The immediate economic benefit to South Dakota is obvious. The benefit to the nation is just as obvious.  TransCanada estimates an investment of $20 billion, with 13,000 new jobs and 118,000 spinoff jobs created. This last month, the U.S. economy produced a net job gain of zero. Unless hatred of oil is the only thing you care about, the Keystone pipeline is a no brainer.  

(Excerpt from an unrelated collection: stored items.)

PR #2420, opened 2015-05-08
Cast string to unicode to allow resources that include a BOM

### LINKED ISSUE #2401: 500 Error on view_form_filters.html with some utf-8 files with BOM
We get an internal server error when loading the "edit view" page (in our case to delete a view that was created).

Based on the server log, the error is coming from view_form_filters.html, the template/feature used to add predefined filters in the view.

The specific issue seem to be with a special character 

```
 [remote 172.17.42.1:25449] File '/project/ckan/ckan/templates/package/snippets/
 [remote 172.17.42.1:25449]   data-module-template-filter-inputs = "{{ h.
 [remote 172.17.42.1:25449] File '/project/ckan/ckan/lib/helpers.py', line 1806 in 
 [remote 172.17.42.1:25449]   return str(string).replace('\\n', '')
 [remote 172.17.42.1:25449] UnicodeEncodeError: 'ascii' codec can't encode character u'\\ufeff' in position 851: ordinal not in range(128)
```
(Full log available here: http://pastebin.com/uSaTUhjZ)

After playing with the files, it seems that the error appears on some utf-8 encoded files with BOM. I shared 2 files (https://drive.google.com/folderview?id=0B7gAVbY0-eHrflZ6a0dUbVNEVzZKNkJDdFZCN2t0ak9YdWs0UzJHSUR6RUJDOGN3X1lVbm8&usp=sharing), one with BOM that triggers the error, another without BOM that works fine.

brew:
In the template helper `remove_linebreaks `, casting the string to `str` causes an error for characters outside of the ascii range. Notably, BOM at the beginning of documents. Casting to unicode fixes this. Fixes #2401.

### DIFF
--- a/ckan/lib/helpers.py
+++ b/ckan/lib/helpers.py
@@ -1832,7 +1832,7 @@ def resource_view_full_page(resource_view):
 
 def remove_linebreaks(string):
     '''Remove linebreaks from string to make it usable in JavaScript'''
-    return str(string).replace('\n', '')
+    return unicode(string).replace('\n', '')
 
 
 def list_dict_filter(list_, search_field, output_field, value):
--- a/ckan/tests/lib/test_helpers.py
+++ b/ckan/tests/lib/test_helpers.py
@@ -91,13 +91,13 @@ class TestHelpersRemoveLineBreaks(object):
         assert result.find('\n') == -1,\
             '"remove_linebreaks" should remove line breaks'
 
-    def test_remove_linebreaks_casts_into_str(self):
-        class StringLike(str):
+    def test_remove_linebreaks_casts_into_unicode(self):
+        class UnicodeLike(unicode):
             pass
 
-        test_string = StringLike('foo')
+        test_string = UnicodeLike('foo')
         result = h.remove_linebreaks(test_string)
 
-        strType = ''.__class__
+        strType = u''.__class__
         assert result.__class__ == strType,\
-            '"remove_linebreaks" casts into str()'
+            '"remove_linebreaks" casts into unicode()'


amercader:
This is all very well, but maybe we should ask ourselves why is the BOM there in the first place :)

Importing this [file](https://dl.dropboxusercontent.com/u/3109637/DISTRICTELECTORAUX_with_bom2.csv) via the DataPusher creates a field in Postgres which is actually named `\ufeffENTITEID`, although when inspecting the API output with JSONView or the DB table with psql that might not be apparent:

```
datastore_default=# \d 188a71a4-cc02-481c-9d99-aed95126e440
                             Table "public.188a71a4-cc02-481c-9d99-aed95126e440"
   Column   |   Type   |                                      Modifiers                                       
------------+----------+--------------------------------------------------------------------------------------
 _id        | integer  | not null default nextval('"188a71a4-cc02-481c-9d99-aed95126e440__id_seq"'::regclass)
 _full_text | tsvector | 
 ﻿ENTITEID   | text     | 
 MUNID      | numeric  | 
...

datastore_default=# select "ENTITEID" from "188a71a4-cc02-481c-9d99-aed95126e440";
ERROR:  column "ENTITEID" does not exist
LINE 1: select "ENTITEID" from "188a71a4-cc02-481c-9d99-aed95126e440...

```

This is where headers are [guessed](https://github.com/ckan/datapusher/blob/master/datapusher/jobs.py#L344) so it might be that we need to go down to the messytables level. [This comment](https://github.com/okfn/messytables/blob/master/messytables/commas.py#L26) might relevant.

brew:
@amercader: Yes - it looks like that code in messytables will remove the BOM from UTF-16{LE/BE} files, but not from UTF-8 files that contain a BOM.

wardi:
a BOM in a UTF-8 file.. uh, what?

brew:
I'm submitted a PR for messytables to [remove the UTF8 BOM](https://github.com/okfn/messytables/pull/130).

brew:
Awaiting messytables merge, then will update requirements.txt with new messy tables version.

amercader:
I guess this means we need to do a release in messytables.

The messytables requirement is from DataPusher not CKAN, and I think it will be ok because it's listed as >= xx

amercader:
Also this is still useful for preventing failures on existing instances so I'll merge it as well.

amercader:
New messytables version 0.15.0 includes a fix to prevent the BOM from ending up in the field title.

Dr. Ken Blanchard is a professor of Political Science at Northern State University and writes for the Aberdeen American News and the blog South Dakota Politics.

Comments

06:52 am - Mon, September 12 2011
John Andrews said:
A quick Google search says the world consumes somewhere around 80 million barrels of oil every day. I'm not sure if that's an accurate number, but if so, how much would an extra 830,000 barrels a day (roughly 1 percent of daily consumption) drive the price of oil down? It doesn't seem like it would make much difference?
11:22 am - Mon, September 12 2011
Bernie Hunhoff said:
Ken, I don't sense hatred of Keystone/TransCanada but just a lot of questions and concerns -- and they are shared by some very conservative folks both here in SD (esp. West River where private property rights are paramount) and in Nebraska, where the GOP governor and other Republicans have expressed a lot of concerns about the aquifer and the sandhills geography.

Plus there's the issue of whether they are using the safest possible pipe? And will the Tar Sands oil really help the local market, which you covered above.

I don't really blame TransCanada for the debacle in which they got tax rebates here in SD ... I don't think they ever lobbied very much for them, they just happened to fit into a boondoggle of a program and you can't blame them for taking what they can.

But there are a lot of angles to TransCanada. I wouldn't call the opposition a bunch of oil haters?


08:03 pm - Wed, September 14 2011
Ken Blanchard said:
Bernie: I didn't call all the opposition to Keystone "a bunch of oil haters." I said that environmentalists do no like oil. I think I am right that ANY new oil source will be opposed by some group of environmentalists and very probably by most environmentalists.

While I think that Keystone is obviously a good idea overall, that doesn't mean that I reject any criticisms of the project. If they need better pipe then they need better pipe. I just don't think that this sort of objection is the motive behind most of the opposition to Keystone.

John: Nearly a million barrels of oil a day is nearly 1/80th of 80 million. That is no small amount of energy. Energy independence, in so far as it is a rational goal, means not relying on a few, big sources.
07:00 am - Mon, September 19 2011
Grumpy said:
I already have the Keystone pipeline running through my properiety this is Keystone XL or extra large.